Canadian investors are searching for top TSX stocks to add to their Registered Retirement Savings Plans (RRSP) in the hopes of generating solid long-term total returns. Suncor (TSX:SU) and TD Bank (TSX:TD) are down from their 12-month highs, and contrarian investors are wondering if one might be undervalued and set to deliver decent upside through the end of the year.
Suncor trades near $44.50 per share at the time of writing. That’s pretty close to the price the stock fetched in early 2020 right before the pandemic meltdown in the energy sector and the subsequent recovery through 2021 and 2022.
Suncor’s large oil sands peers, however, currently trade as much as 100% above their pre-pandemic prices.
What’s the story?
Suncor slashed the dividend by 55% in the early days of the pandemic.

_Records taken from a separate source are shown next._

PR #82, opened 2024-12-06
Validate the `Contiguous` impls

DJMcNab:
As discussed in https://github.com/linebender/color/pull/81#discussion_r1871613918

### DIFF
--- a/color/src/impl_bytemuck.rs
+++ b/color/src/impl_bytemuck.rs
@@ -103,7 +103,7 @@ mod tests {
         AlphaColor, ColorSpaceTag, HueDirection, OpaqueColor, PremulColor, PremulRgba8, Rgba8, Srgb,
     };
     use bytemuck::{checked::try_from_bytes, Contiguous, TransparentWrapper, Zeroable};
-    use core::marker::PhantomData;
+    use core::{marker::PhantomData, ptr};
 
     fn assert_is_pod(_pod: impl bytemuck::Pod) {}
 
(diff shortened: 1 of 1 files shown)


waywardmonkeys:
We'd need it to validate that the `MAX_VALUE` + 1 (if less than the current type size's max value) is not valid. That's the case that is most likely to fail ... when someone adds a variant and forgets to update.

And at that point, it would be better if this were generic and not copy/paste for each type as I have changes in Peniko that do this for 3 more types and will later have another 3-5 enums to do ...

tomcur (approved):
Very cool that this is possible. To me it seems like a reasonable trade-off between code complexity and having confidence the unsafe impls remain correct. When [`std::mem::variant_count`](https://doc.rust-lang.org/std/mem/fn.variant_count.html) becomes available on stable, all necessary conditions could be tested.

tomcur:
> We'd need it to validate that the `MAX_VALUE` + 1 (if less than the current type size's max value) is not valid.

The `compile_fail` doctests do that, it's quite neat.

waywardmonkeys:
oh, now that I'm actually thinking and not distracted by chores, what I asked for isn't possible, I guess until that new thing is stable like @tomcur said.

DJMcNab:
> And at that point, it would be better if this were generic and not copy/paste for each type as I have changes in Peniko that do this for 3 more types and will later have another 3-5 enums to do ...

That would require it to be a macro - a macro creating doctests should be possible, but it would be extremely ugly.

PR #1400, opened 2026-05-13
feat: highlight target window during transcription

onepunk:
## Summary
- Add a Windows-only target window highlight that frames the active window while Handy records and transcribes.
- Flash and hide the highlight after successful paste, with lifecycle guards for cancellation and quick successive recordings.
- Add an Advanced Settings toggle, persisted `highlight_target_window` setting, generated bindings, and locale keys.

## Test Plan
- [x] `bun run build`
- [x] `bun run lint`
- [x] `bun run check:translations`
- [x] `cargo fmt -- --check`
- [ ] `cargo test delayed_hide --lib` could not run locally because the Linux environment is missing `xi.pc` required by the existing `x11` crate build.

## Notes
- Non-Windows platforms use no-op stubs for the highlight module.
- The highlight webview is added to Tauri capabilities so it can receive frontend events.


cjpais:
I'm sorry, I don't totally understand what this does. Can you explain it or add a screenshot or a video? Also, it seems like you didn't collect any community feedback and we're not accepting new features right now. So, unless this is a bug fix, it's unlikely to be merged at the moment.

onepunk:
Sorry, I should have included a screenshot. This update highlights the window that a user is focused on while Handy is running to make them aware where the text will be pasted. It's toggleable in the Experimental settings.

Handy Border Highlight

koloved:
It would be useful to have this, because sometimes you record, stop recording and realize that the insertion has not occurred, you have to go into the application and copy the text.

Does it work with any application? And if it's full-screen, how does it work?

PR #1050, opened 2026-03-15
openAI compatible API

asharpaev:
## Before Submitting This PR

**Please confirm you have done the following:**

- [x] I have searched [existing issues](https://github.com/cjpais/Handy/issues) and [pull requests](https://github.com/cjpais/Handy/pulls) (including closed ones) to ensure this isn't a duplicate
- [x] I have read [CONTRIBUTING.md](https://github.com/cjpais/Handy/blob/main/CONTRIBUTING.md)

**If this is a feature or change that was previously closed/rejected:**

- [ ] I have explained in the description below why this should be reconsidered
- [ ] I have gathered community feedback (link to discussion below)

## Human Written Description

OpenAI API support for Handy

## Related Issues/Discussions

Fixes #
Discussion:

## AI Assistance

- [ ] No AI was used in this PR
- [ ] AI was used (please describe below)

**If AI was used:**

- Tools used:
- How extensively:

PR #804, opened 2026-02-12
feat: Remote Whisper (OpenAI-compatible) transcription

vakovalskii:
Hi! I use Handy a lot and I also run my own remote transcription servers (Whisper, OpenAI-compatible). I wanted to use them with Handy, but didn’t find an existing way to switch STT to a remote /v1/audio/transcriptions endpoint, so I implemented it.

What this adds:
- Optional "Remote Whisper API" mode (Advanced settings).
- Sends the recorded audio to a configurable OpenAI-compatible /audio/transcriptions endpoint instead of local model inference.
- Settings: base URL, API key (Bearer), model, prompt, language, temperature.
- No real server URLs or tokens are included in the repo (examples use whisper.example.com).

Notes:
- Some parts were initially drafted with Codex CLI, but I reviewed, tested, and adjusted everything myself before submitting.

Testing:
- bun run build
- Manual smoke test: enable Remote Whisper, set base URL/api key, record via hotkey, verify transcription result.

PR #1435, opened 2026-05-26
Add custom local model endpoint

arvinmi:
## Before Submitting This PR

## Human Written Description

I built this because I wanted to use Handy with a local model endpoint, specifically Google MedASR, for medical dictation where the built-in model options were not a good fit for my use case. MedASR is a Google ASR model based on the Conformer architecture, but it is not currently something Handy can run through the Whisper GGML model path or the existing `transcribe-rs` ONNX model engines.

I also think medical dictation is a strong fit for Handy’s local-first approach. From my own experience, there seems to be real interest in local transcription workflows for clinical note-taking, especially on Windows, where there are fewer polished voice transcription options in this space.

I understand Handy is intentionally local-first, and I also understand that similar transcription endpoint ideas have been discussed and rejected before many times. The angle I am coming from is not hosted API provider support but a small route for local or self-hosted ASR runtimes that do not fit Handy's current model formats, especially niche or domain-specific models like medical use cases.

I am not sure how much Handy wants to keep expanding direct support for more model architectures over time. This tries to solve that in a minimal way by letting advanced users point Handy at a local OpenAI-compatible transcription endpoint when the model they need cannot be loaded directly by Handy. I made this for my own fork because I needed it but wanted to offer the working version here in case this is useful as a future direction.

Knowing that Handy is in a feature freeze and that this may be totally outside the current scope of the project. I am totally fine closing this PR, moving this into a discussion first, or keeping it only in my fork if this is still outside the scope of Handy's future vision as well.

## Related Issues/Discussions

Fixes: N/A
Discussion:

- #19
- #77 
- #279 
- #466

Most of the other Canadian energy giants maintained or raised their payouts in 2020. Suncor eventually bumped the payout back up again in 2021 and through 2022, and the current quarterly distribution of $0.52 per share is a record high for the business, but investors still aren’t impressed.

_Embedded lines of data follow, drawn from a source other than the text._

PR #1436, opened 2026-05-26
Add silence stop and overlay controls

deut-lab:
## Summary
- Add a setting to stop recording after a configurable silence timeout.
- Add a calmer overlay style, plus a classic style option.
- Add an overlay action to finish recording and paste text without sending the submit key.

## Validation
- npm run build
- npm run lint
- npx tsx scripts/check-translations.ts
- git diff --check

## Notes
- Rust tests were not run locally because `cargo` is not available in PATH on this machine.


cjpais:
Features not being pulled in as the PR template notes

Suncor also struggled with safety issues at its sites. Turbulence in the executive suite emerged last year after an activist shareholder put pressure on the board to shake up management. The chief executive officer left the firm last summer, and the board is still looking for a permanent replacement.
On the positive side, Suncor used the cash windfall over the past two years to reduce debt and buy back stock while the share price languished. The company intends to repurchase up to 10% of the outstanding common stock over the next 12 months under the renewed share-buyback plan and will continue to reduce net debt. These moves will benefit shareholders over the long run.
Oil bulls expect the price of West Texas Intermediate oil to move higher through the year with some pundits calling for a return to US$100 per barrel. If that turns out to be the case, Suncor stock looks cheap today. At the time of writing, investors can get a 4.7% dividend yield.
Investors who bought TD stock at the 2022 low near $78 in July are already sitting on some nice gains. TD trades near $93 right now compared to $109 at the peak last year.
The market is trying to figure out if the steep rise in interest rates designed to bring down inflation will eventually trigger a sharp economic downturn, heavy job losses, and a spike in mortgage defaults. TD and its Canadian peers hold large Canadian residential mortgage portfolios. Home prices are already down, but a plunge caused by a wave of listings could result in the banks being stuck with properties that are worth less than the amount owed on the loans.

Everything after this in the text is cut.